━━━ DATASET ENTRIES ━━━

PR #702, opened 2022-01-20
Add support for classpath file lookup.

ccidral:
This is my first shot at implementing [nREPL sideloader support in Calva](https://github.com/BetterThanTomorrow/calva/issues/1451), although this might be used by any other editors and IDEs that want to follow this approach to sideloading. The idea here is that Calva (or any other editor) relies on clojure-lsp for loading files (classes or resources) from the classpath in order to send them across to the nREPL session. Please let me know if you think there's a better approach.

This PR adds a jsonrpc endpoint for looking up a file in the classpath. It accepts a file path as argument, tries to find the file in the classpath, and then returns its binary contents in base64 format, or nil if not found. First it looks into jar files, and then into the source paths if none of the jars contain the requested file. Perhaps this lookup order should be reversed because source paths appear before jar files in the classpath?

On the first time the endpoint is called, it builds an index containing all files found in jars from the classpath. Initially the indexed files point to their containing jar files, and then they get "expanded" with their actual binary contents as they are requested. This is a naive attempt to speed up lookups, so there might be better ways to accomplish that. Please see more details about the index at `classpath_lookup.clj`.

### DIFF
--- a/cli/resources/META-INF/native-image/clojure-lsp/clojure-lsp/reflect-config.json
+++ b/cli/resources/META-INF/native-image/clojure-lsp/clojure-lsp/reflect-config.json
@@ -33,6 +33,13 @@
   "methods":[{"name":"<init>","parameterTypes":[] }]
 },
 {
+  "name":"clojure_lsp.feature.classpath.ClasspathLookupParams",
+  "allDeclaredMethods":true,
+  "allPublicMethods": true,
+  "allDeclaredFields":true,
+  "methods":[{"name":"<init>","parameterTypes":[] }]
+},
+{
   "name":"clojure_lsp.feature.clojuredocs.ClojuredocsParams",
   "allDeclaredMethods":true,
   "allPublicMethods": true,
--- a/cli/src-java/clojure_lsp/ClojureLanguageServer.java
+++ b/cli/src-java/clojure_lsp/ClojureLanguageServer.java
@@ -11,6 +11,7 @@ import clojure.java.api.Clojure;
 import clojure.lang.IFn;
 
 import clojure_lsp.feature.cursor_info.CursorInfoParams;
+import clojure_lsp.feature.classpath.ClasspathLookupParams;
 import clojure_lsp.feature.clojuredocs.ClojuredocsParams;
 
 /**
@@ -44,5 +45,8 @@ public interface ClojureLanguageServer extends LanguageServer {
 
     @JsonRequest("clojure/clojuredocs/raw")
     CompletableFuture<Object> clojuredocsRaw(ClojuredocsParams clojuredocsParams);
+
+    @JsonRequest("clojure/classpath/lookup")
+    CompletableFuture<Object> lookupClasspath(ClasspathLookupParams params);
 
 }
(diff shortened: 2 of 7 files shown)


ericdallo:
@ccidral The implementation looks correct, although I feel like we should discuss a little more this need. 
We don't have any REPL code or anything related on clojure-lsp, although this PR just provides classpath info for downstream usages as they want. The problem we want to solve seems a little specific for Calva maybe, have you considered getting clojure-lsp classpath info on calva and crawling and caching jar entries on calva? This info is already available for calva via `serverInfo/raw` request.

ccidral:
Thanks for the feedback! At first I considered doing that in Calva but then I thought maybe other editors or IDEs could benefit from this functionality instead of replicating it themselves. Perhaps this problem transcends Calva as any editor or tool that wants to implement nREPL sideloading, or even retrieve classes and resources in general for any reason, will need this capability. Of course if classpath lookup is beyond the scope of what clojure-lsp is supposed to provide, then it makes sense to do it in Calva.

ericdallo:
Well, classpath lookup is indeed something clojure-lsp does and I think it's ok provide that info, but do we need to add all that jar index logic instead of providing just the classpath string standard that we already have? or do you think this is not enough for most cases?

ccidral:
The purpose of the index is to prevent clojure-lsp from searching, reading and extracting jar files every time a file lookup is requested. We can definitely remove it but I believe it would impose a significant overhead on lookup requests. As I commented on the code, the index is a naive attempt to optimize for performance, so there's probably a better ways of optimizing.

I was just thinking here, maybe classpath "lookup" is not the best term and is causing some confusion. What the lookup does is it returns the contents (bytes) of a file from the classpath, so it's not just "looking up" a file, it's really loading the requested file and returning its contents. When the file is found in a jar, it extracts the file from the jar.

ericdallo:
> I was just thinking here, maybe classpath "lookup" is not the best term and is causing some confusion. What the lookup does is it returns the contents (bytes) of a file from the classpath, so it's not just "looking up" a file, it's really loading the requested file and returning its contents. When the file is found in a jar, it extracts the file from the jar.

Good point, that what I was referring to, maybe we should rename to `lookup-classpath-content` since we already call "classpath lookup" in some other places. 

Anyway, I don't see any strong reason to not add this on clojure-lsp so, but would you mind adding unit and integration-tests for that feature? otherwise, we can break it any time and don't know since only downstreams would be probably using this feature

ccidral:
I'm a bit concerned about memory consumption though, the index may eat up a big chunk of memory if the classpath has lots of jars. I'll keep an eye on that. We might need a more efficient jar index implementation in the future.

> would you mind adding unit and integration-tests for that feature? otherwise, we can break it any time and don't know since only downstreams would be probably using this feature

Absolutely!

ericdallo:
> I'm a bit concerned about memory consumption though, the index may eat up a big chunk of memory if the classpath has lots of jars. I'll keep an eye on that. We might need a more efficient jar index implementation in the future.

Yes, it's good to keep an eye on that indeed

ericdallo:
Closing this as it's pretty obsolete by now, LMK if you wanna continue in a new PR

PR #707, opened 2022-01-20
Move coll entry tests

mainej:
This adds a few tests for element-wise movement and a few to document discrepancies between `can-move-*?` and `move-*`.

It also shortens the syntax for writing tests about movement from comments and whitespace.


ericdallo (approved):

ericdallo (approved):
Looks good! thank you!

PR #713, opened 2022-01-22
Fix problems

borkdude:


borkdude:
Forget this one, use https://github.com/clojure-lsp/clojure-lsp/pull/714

━━━

DESCRIPTION OF THE TASK:
If a line in the records contains the string "consumption", include it in the count; report that count alone.

WRITTEN RESPONSE:
2